5. Permintaan Kecil

Ammar tidak kuat lagi menahan hasratnya setelah berada di kasur yang sama dengan Tari. Sementara Tari tetap segan untuk melakukan hal yang semestinya di lakukan istri pada suaminya.

Keduanya sama-sama diam dengan pikiran kosong sambil menonton konten YouTube milik mereka namun sebenarnya keduanya sama sekali tidak menikmatinya. Justru mereka sama-sama saling menunggu siapa yang akan mengajak duluan untuk bersikap mesra.

"Apakah perutmu tidak sakit saat ini?" Tanya Ammar.

"Tidak."

"Bolehkah aku memegangnya?"

Tari menggigit sudut bibir bawahnya seakan bingung namun juga mau." Boleh." Ucap Tari lalu membuka sedikit perutnya dan terlihatlah tonjolan kecil yang sudah nampak kelihatan oleh Ammar.

Ammar mengusap perut Tari dengan lembut. Mereka gumpalan itu yang belum ada gerakannya karena belum di tiupin roh oleh Allah jika belum mencapai empat bulan.

Lama kelamaan nafas Ammar terdengar berat. Ia lalu menarik tubuh Tari untuk masuk dalam pelukannya. Tari merasa sangat bahagia karena ingin merasakan kehangatan pelukan suaminya.

Ia merasakan nafas Ammar yang sedang menahan sesuatu namun sulit untuk mengatakannya. Tari memberanikan diri untuk mendongakkan wajahnya menatap wajah sang suami. Dan Ammar melihat itu.

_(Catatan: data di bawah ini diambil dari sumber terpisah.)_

PR #6342, opened 2021-04-06
MB-7465 Create a ContactInfoDisplay component to be used on the new Profile page

felipe-lee:
## Description

Create a `ContactInfo` component that can be used on the new Profile page.

## Reviewer Notes

A few questions:
1. Is the placement in storybook ok?
2. Does the CSS look ok. It's somewhat based on the CSS in `src/components/Customer/Review/ShipmentCard/ShipmentCard.module.scss` and `src/components/Customer/Review/Review.module.scss`

## Setup

1. Run storybook:

    ```sh
    make storybook
    ```

2. Navigate to [Customer Components / Profile / ContactInfo](http://localhost:6006/?path=/story/customer-components-profile-contactinfo--default-state)

## Code Review Verification Steps

* [ ] There are no aXe warnings for UI.
* [ ] This works in [Supported Browsers and their phone views](https://github.com/transcom/mymove/tree/master/docs/adr/0016-Browser-Support.md) (Chrome, Firefox, IE, Edge).
* [ ] User facing changes have been reviewed by design.
* [ ] Request review from a member of a different team.
* [ ] Have the Jira acceptance criteria been met for this change?

## References

* [Jira story](https://dp3.atlassian.net/browse/MB-7465) for this change

#### Without Alt Phone
Screen Shot 2021-04-08 at 16 57 59

#### With Alt Phone
Screen Shot 2021-04-08 at 16 58 50

#### Without Alt Phone
Screen Shot 2021-04-08 at 16 59 49

#### With Alt Phone
Screen Shot 2021-04-08 at 17 00 02

PR #6362, opened 2021-04-08
MB-5881 create profile page

YanZ777:
## Description

Create a Profile page and add it as a route.
Expanded the ServiceInfoTable component so that it would have an edit button and an edit vs no edit mode. The ServiceInfoTable needs to have a no edit mode once the move has been submitted.

## Reviewer Notes
- Should there be something written up to convert the Service Info Table to a definition list? Something has been written! 
[https://dp3.atlassian.net/browse/MB-7732](https://dp3.atlassian.net/browse/MB-7732)

## Setup

```sh
make client_run
make server_run
```

Go to this link [http://milmovelocal:3000/service-member/profile](http://milmovelocal:3000/service-member/profile)

## References

* [Jira story](https://dp3.atlassian.net/browse/MB-5881) for this change

## Screenshots

milmovelocal_3000_service-member_profile

milmovelocal_3000_service-member_profile(iPhone 6_7_8 Plus)


src/components/Customer/Review/ServiceInfoTable/index.jsx
```diff
@@ -21,15 +24,28 @@ const ServiceInfoTable = ({
     serviceInfoTableStyles.ServiceInfoTable,
   );
   const tableClassNames = classnames('table--stacked', reviewStyles['review-table']);
+  const editProfilePath = '/moves/review/edit-profile';
```
kimallen, line 27: You can add this path into `constants/routes`

src/pages/MyMove/Profile/Profile.jsx
```diff
@@ -0,0 +1,62 @@
...
+import { connect } from 'react-redux';
+import { push } from 'connected-react-router';
+
+import { OrdersShape, ServiceMemberShape } from 'types/customerShapes';
+import { selectServiceMemberFromLoggedInUser, selectCurrentOrders, selectCurrentMove } from 'store/entities/selectors';
+import SectionWrapper from 'components/Customer/SectionWrapper';
+import ServiceInfoTable from 'components/Customer/Review/ServiceInfoTable';
+
+const Profile = ({ currentOrders, serviceMember }) => {
+  const rank = currentOrders ? currentOrders.grade : serviceMember.rank;
```
kimallen, line 12: Would we expect grade to ever not be on `orders` at this point?  Eventually we will be removing rank from `serviceMember`, so this would break when that happens, though not sure if we are fully there yet

src/scenes/MyMove/index.jsx
```diff
@@ -146,6 +147,7 @@ export class CustomerApp extends Component {
                     path={customerRoutes.SHIPMENT_CREATE_PATH}
                     component={ConnectedCreateOrEditMtoShipment}
                   />
+                  <CustomerPrivateRoute exact path="/service-member/profile" component={Profile} />
```
kimallen, line 150: You can get this path from `constants/routes` as well

kimallen: I have that constant in my Profile link PR, but if it doesn't get merged before yours you can just add it

YanZ777: Sounds good to me!

src/pages/MyMove/Profile/Profile.jsx
YanZ777: I'm not sure. However, if we are going to be removing stuff later, is there a place where this gets kept track?

src/components/Customer/Review/ServiceInfoTable/index.jsx
```diff
@@ -25,11 +30,23 @@ const ServiceInfoTable = ({
     <div className={containerClassNames}>
       <div className={classnames(reviewStyles['review-header'], serviceInfoTableStyles.ReviewHeader)}>
         <h2>Service info</h2>
+        {isEditable && (
+          <Button
+            unstyled
+            className={reviewStyles['edit-btn']}
+            data-testid="edit-profile-table"
+            onClick={() => onEditClick(customerRoutes.EDIT_PROFILE_PATH)}
```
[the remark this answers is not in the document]
suzubara: actually I take that back, this is a `Button` component but should probably be a `Link` (because all it does is navigate to another page)

suzubara (commented):
this looks like a good start! to answer your questions:

> What sort of tests should I be adding?
- ServiceInfoTable doesn't have any tests, IMO it would be worth adding at least one that tests the isEditable states
- Profile page should also have some basic tests that the correct content is rendering, and this way you can build on them to test what happens if a service member in various states of completion visits this page

> The edit button on the service info table isn't working, I think I set this up correctly, but I might have missed something. Maybe this is a problem for these stories?

For the Contact Info edit button, the component is just calling the handler without passing in a path as the parameter.

But also, the handler functions are calling `push` which is the import from `connected-react-router` when it needs to be the `push` prop that gets passed into this component in `mapDispatchToProps`. You may have seen this pattern in other components but tldr:

```
import { push as pushAction } from 'connected-react-router'

const mapDispatchToProps = {
  push: pushAction,
}

const Profile = ({ serviceMember, currentOrders, currentBackupContacts, push }) => {
...
```

then `push` will refer to the function that has been connected via Redux and passed in as a prop, and that should fix the navigation.

> Should there be something written up to convert the Service Info Table to a definition list?

IMO yes :) I think there could be one shared CSS module file that defines the styles for these definition lists and then all these components can be converted to `dl` and use the same CSS. see the `dt, dd, .row` styling in [this file](https://github.com/transcom/mymove/blob/master/src/components/Customer/Review/ShipmentCard/ShipmentCard.module.scss) for a good starting point

> How do I not make things crash when the user tries to access the profile page when they haven't finished filling out their profile?

There should be conditional operator checks on any prop objects that might not exist (ie, `currentStation, currentOrders, currentBackupContacts`) - just to be safe. This is a good thing to add tests for, ie how does this page render at various states of completion. Another option if we want to prevent a user from accessing this page based on their state is to use the [requireCustomerState HOC](https://github.com/transcom/mymove/blob/master/src/containers/requireCustomerState/requireCustomerState.jsx)

src/components/Customer/Review/ServiceInfoTable/index.jsx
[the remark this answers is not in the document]
felipe-lee: Yup, I agree and I'll update mine. So in this case we'll update the lower components to just take an `editUrl" parameter instead of an `onEditClick`  or something like that.

src/components/Customer/Review/ServiceInfoDisplay/ServiceInfoDisplay.jsx
```diff
@@ -0,0 +1,83 @@
...
+  isEditable,
+  lastName,
+  editURL,
+  rank,
+}) => {
+  return (
+    <div className={serviceInfoDisplayStyles.serviceInfoContainer}>
+      <div className={serviceInfoDisplayStyles.header}>
+        <h2>Service info</h2>
+        {isEditable && <a href={editURL}>Edit</a>}
```
felipe-lee, line 23: I think this might need to use the `Link` component instead. @suzubara ? If so, it might require a few tweaks to stories/tests like I did in https://github.com/transcom/mymove/pull/6342 to account for the routing aspect of it.

src/components/Customer/Review/ServiceInfoDisplay/ServiceInfoDisplay.jsx
```diff
@@ -0,0 +1,83 @@
...
+  isEditable: bool,
+  lastName: string.isRequired,
+  editURL: string,
+  rank: string.isRequired,
+};
+
+ServiceInfoDisplay.defaultProps = {
+  currentDutyStationPhone: '',
+  editURL: '',
+  isEditable: true,
```
felipe-lee, line 80: I think either `isEditable` should default to `false`. If `isEditable` defaults to `true`, and `editURL` isn't required, it makes it easy to miss that no url was passed.

src/components/Customer/Review/ServiceInfoDisplay/ServiceInfoDisplay.stories.jsx
```diff
@@ -14,11 +14,17 @@ const defaultProps = {
...
 export default {
-  title: 'Customer Components / ServiceInfoTable',
+  title: 'Customer Components / ServiceInfoDisplay',
 };
 
-export const Basic = () => (
+export const Editable = () => (
   <div style={{ padding: 40 }}>
-    <ServiceInfoTable {...defaultProps} />
+    <ServiceInfoDisplay {...defaultProps} />
```
felipe-lee, line 22: Should this one show an `editURL` being passed?

felipe-lee (commented):
A few comments and a question that may require a few changes depending on the answer.

src/components/Customer/Review/ServiceInfoDisplay/ServiceInfoDisplay.stories.jsx
YanZ777: I left one off since it defaults to nothing. 
I don't know if that was the right move with regards to either leaving it off or defaulting to nothing.

felipe-lee: I think it's fine to default to an empty string since it could possibly be not editable, but I think for the story example that shows it as editable, it should probably have a url passed in rather than using the default of blank. More so like someone looking at the story sees what it would look like code-wise when making it editable.

YanZ777: That makes sense! I'll update it.

src/components/Customer/Review/ServiceInfoDisplay/ServiceInfoDisplay.jsx
suzubara: Yup this should use `<Link>`

src/scenes/MyMove/index.jsx
```diff
@@ -36,6 +36,7 @@ import InfectedUpload from 'shared/Uploader/InfectedUpload';
 import ProcessingUpload from 'shared/Uploader/ProcessingUpload';
 import PpmLanding from 'scenes/PpmLanding';
 import Edit from 'scenes/Review/Edit';
+import Profile from 'pages/MyMove/Profile/Profile';
```
suzubara, line 39: We should start using the `lazy` import pattern for these page components, then they won't be loaded until the user navigates to that route (see lines ~60 of this file):
```
const Profile = lazy(() => import('pages/MyMove/Profile/Profile'));
```

suzubara (approved):
looks good! Nice job updating the `ServiceInfoDisplay` component :D I think the main thing is to change the Edit links to use the `<Link>` component, but otherwise 👍

cosburn:
Looks great on desktop, noticing the spacing is a bit too tight in a couple spots on mobile, screenshots attached. Let me know if you need more info on what that spacing should be. 
IMG_5071
IMG_5072

YanZ777:
> Looks great on desktop, noticing the spacing is a bit too tight in a couple spots on mobile, screenshots attached. Let me know if you need more info on what that spacing should be.

Added some spacing!

amanda5iu (commented):
This is looking good! Just got a couple visual tweaks:

- label should be `DoD ID` - lowercase o
- Looks like there's an extra 16px of bottom margin on `descriptionList` that shouldn't be there.
- There should be 24px of padding between the h2s (Contact info and Service info) and the top of each list. Right now it's 16px.

YanZ777:
> This is looking good! Just got a couple visual tweaks:
> 
> * label should be `DoD ID` - lowercase o
> * Looks like there's an extra 16px of bottom margin on `descriptionList` that shouldn't be there.
> * There should be 24px of padding between the h2s (Contact info and Service info) and the top of each list. Right now it's 16px.

Thanks for reviewing! I've made changes!

amanda5iu:
Hmm I'm still getting extra space on desktop. 
Screen Shot 2021-04-15 at 4 10 41 PM

Padding below `Contact info` and `Service info` should be 24px. Same goes for padding above `Backup contact`. Though the spacing looks fine at smaller breakpoints.

YanZ777:
> Hmm I'm still getting extra space on desktop.
> 
> Padding below `Contact info` and `Service info` should be 24px. Same goes for padding above `Backup contact`. Though the spacing looks fine at smaller breakpoints.

I think I got it right this time! 🤞

YanZ777:
@amanda5iu I also meant to ask, how you measuring these spaces? Is there a browser extension that I can use or are you just eyeballing it?

amanda5iu:
> @amanda5iu I also meant to ask, how you measuring these spaces? Is there a browser extension that I can use or are you just eyeballing it?

I'm using my browser's inspector (Firefox)!

amanda5iu (approved):
Padding on the headers look great! I'm still seeing extra space beneath the contact info and service info tables, but don't wanna hold up the merge on account of 16px. Approving!

YanZ777:
> Padding on the headers look great! I'm still seeing extra space beneath the contact info and service info tables, but don't wanna hold up the merge on account of 16px. Approving!

Thank you! I will write something up for this!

"Apakah aku boleh mencium mu, Tari?"

"Kau S-U-A-M-I-KU. Kenapa harus memintanya. Bukankah kamu berhak atas diriku?" Ucap Tari terbata-bata.

Ammar memagut bibir ranum Tari untuk pertama kalinya. Tari mulai membalasnya perlahan namun lama kelamaan keduanya akhirnya terbakar hasrat mereka yang makin membuncah.

Ammar begitu bersemangat menikmati tiap inci tubuh istrinya hingga membuat Tari merasa mabuk kepayang. Agar tidak kalah dengan Ammar melayani dirinya, Tari merasakan tonjolan panjang yang sudah membengkak di bawah sana.

Sesaat nafas Tari serasa sesak melihat benda pusaka suaminya yang terlihat tidak seperti ukuran pria Asia terutama milik mantan kekasihnya. Tari melakukannya dengan hati-hati. Walaupun pada akhirnya mereka tidak bisa melakukan penyatuan tubuh karena dilarang oleh agama.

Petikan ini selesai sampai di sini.